Carbon offsets are no replacement for the significant change required from most companies to reduce their emissions. However, offsets can help accelerate progress toward the long-term global emissions reductions needed to avoid the worst effects of temperature rises.
We expect carbon offsets will be an important part of the solution to the global climate challenge and to investors’ transition strategies. The IPCC has outlined its expectation that negative emissions, or offsets, will play a much bigger role in meeting global decarbonisation goals in the future.
At Schroders, we have initially applied this share class to a fund focused on climate leaders. We have focused on a strategy that already emphasises companies transitioning quickly toward a low carbon economy.
How does a carbon offset share class work?
In this case, every quarter we will purchase carbon offsets equal to the emissions of portfolio companies attributable to the share class. For example, if the share class holds 1% of the emissions of a company, we will calculate 1/100th of that the company’s Scope 1 and 2 carbon emissions.

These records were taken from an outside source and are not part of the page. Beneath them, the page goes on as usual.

PR #831, opened 2016-10-18
Add crawl event tracking.

telaviv:
This is the event spec: https://reddit.atlassian.net/wiki/display/DA/Search+Engine+Crawl+Events

The two things I had a hard time getting were the response time, and the current server they were running on. I don't know if the concept of a server is still applicable to mweb though.

### DIFF
--- a/src/app/router/handlers/CommentsPage.js
+++ b/src/app/router/handlers/CommentsPage.js
@@ -8,10 +8,10 @@ import * as commentsPageActions from 'app/actions/commentsPage';
 import * as subredditActions from 'app/actions/subreddits';
 import * as recommendedSubredditsActions from 'app/actions/recommendedSubreddits';
 import { flags } from 'app/constants';
-import { getBasePayload, buildSubredditData, convertId, logClientScreenView } from 'lib/eventUtils';
 import features from 'app/featureFlags';
 import { paramsToCommentsPageId } from 'app/models/CommentsPage';
 import { setTitle } from 'app/actions/pageMetadata';
+import { convertId, trackPageEvents } from 'lib/eventUtils';
 
 const {
   VARIANT_RECOMMENDED_TOP_PLAIN,
@@ -96,7 +96,8 @@ export default class CommentsPage extends BaseHandler {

Adding together all of the equivalent exposures to carbon emissions yields an estimate of the total carbon emissions attributable to the share class. We will then purchase and cancel an equivalent volume of carbon offsets, taking those credits out of circulation and “locking in” their emissions benefit.
The cost of purchasing those emissions will be applied to the share class, so that its management fee is reset every quarter. In more volatile conditions, those calculations may be made monthly.

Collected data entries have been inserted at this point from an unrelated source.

PR #833, opened 2016-10-19
Add EUCookieNotice support

schwers:
This adds support for the EU Cookie Notice to 2X. It does _not_ add the general InfoBar component from 1X (which renders the EUCookie Notice in 1x) that supports app-global messages -- that seemed to be out of scope.

The biggest change was how I refactored the rendering of the AppMain and AppTopNav. Essentially AppMain now controls when the TopNav is rendered. I needed to do this so there was a consistent way to place the EUCookieNotice component above content, but after the TopNav, this is kind of of tricky because TopNav is position fixed. I didn't touch AppOverlayMenu's content, but I did move it because of a stacking issue with the SearchBarOverlay (I didn't look too deep here in interest of getting this in 2X quickly). 

General behavior:

We rely on Fastly sending a country code via headers. If that country is in the EU and we haven't shown the EUCookieNotice a certain number of times, we show it. The component is responsible for dispatching an action when it's shown on a new page. After we've shown it enough, or when the user clicks close, we stop showing it. 

Now, pictures:

Daymode:
image

Nightmode:
image

👓  @uzi || @nramadas  || @phil303  || @ajacksified


src/app/pages/AppMain.jsx
```diff
@@ -43,54 +48,71 @@ const AppMain = props => {
...
-        <Page url='/user/:userName/' component={ UserProfilePage } />
         <Page url='/login' component={ Login } />
         <Page url='/register' component={ Register } />
-        <Page url='/message/compose' component={ DirectMessage } />
-        <Page url='/message/:mailType' component={ Messages } />
         <Page url='/message/messages/:threadId' component={ MessageThread } />
+        <Page url='/r/:subredditName/submit' component={ PostSubmitModal } />
+        <Page url='/submit' component={ PostSubmitModal } />
+        <Page url='/submit/to_community' component={ PostSubmitCommunityModal } />
+        <Case url='*' exec={ () => {
```
phil303: So this is why i was hoping to talk with you about this before you made the patch. In the current infrastructure, I'm not sure this is the right way to approach this. Can we chat about it tomorrow?

src/app/reducers/euCookieNotice.js
```diff
@@ -0,0 +1,61 @@
...
+          numberOfTimesShown,
+        };
+      }
+
+      return state;
+    }
+
+    case euCookieActions.SET: {
+      const { showEUCookie, numberOfTimesShown } = action;
+      return { showEUCookie, numberOfTimesShown };
```
phil303: :no_bell: could just do `return { ...action };` but I'm guessing you didn't for explicitness

src/app/components/EUCookieNotice/index.jsx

Based on the most recent calculations, the additional fee applied to the share class for the climate leaders fund in question will be 5.7 basis points (i.e. 0.057%). This figure equates to less than 5% of the current standard fee.
What are some of the challenges and how can we tackle them?

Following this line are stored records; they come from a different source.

PR #835, opened 2016-10-19
Add search events

phil303:
The search event types are:
- `cs.search_executed`
- `cs.search_cancelled`
- `cs.search_opened`

Caveats:
In order to track search bar closing accurately, I needed a specific
"close search" action to fire. What was available to me was a more
generic action for closing the overlays. To get around this, I pass in
the "close search" handler from the SearchBarOverlay into the generic
OverlayMenu component. If the close handler from the outside props
exists then it uses that else it uses the generic one.

:eyeglasses: @nramadas || @uzi 
:eyeglasses: @drunken-economist

### DIFF
--- a/src/app/actions/search.js
+++ b/src/app/actions/search.js
@@ -1,5 +1,8 @@
-import { apiOptionsFromState } from 'lib/apiOptionsFromState';
 import { endpoints, errors } from '@r/api-client';
+
+import { getEventTracker } from 'lib/eventTracker';
+import { getBasePayload, buildSubredditData } from 'lib/eventUtils';
+import { apiOptionsFromState } from 'lib/apiOptionsFromState';
 import { paramsToSearchRequestId } from 'app/models/SearchRequest';
 
 const { SearchEndpoint } = endpoints;
@@ -38,6 +41,19 @@ export const search = searchParams => async (dispatch, getState) => {
   try {
     const apiResponse = await SearchEndpoint.get(apiOptionsFromState(state), searchParams);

The emissions data companies report varies in timeliness, quality and consistency, while some companies do not yet report that data at all.
To provide transparency on fees, they are calculated at the start of each quarter and remain constant until the next review, irrespective of changes in portfolio holdings or companies’ emissions.
We use recognised third party data providers, with emissions estimated where they are not reported. By doing so, we aim to estimate the carbon emissions associated with the share class, recognising that this is necessarily imprecise.
The offsets bought on behalf of the share class do not represent an investment. They are cancelled when they are bought, so that investors in the share class will not benefit from rising carbon offset prices. Rather, they provide a way for investors to easily offset the emissions associated with their holding in the fund.
Carbon offsets have come under scrutiny in recent years. The quality and benefits of different types and sources of offset can vary significantly. Those differences are reflected in the wide range of prices for offsets, which can range from a few dollars per tonne of CO2 to several hundred.
At least initially, we will use offsets acquired to help Schroders meet our group commitment to carbon neutrality in our operations. Those offsets will come from a range of natural capital projects around the world which we consider high quality. Leveraging the group’s offset purchases also allows us to limit exposure to fluctuations in carbon prices.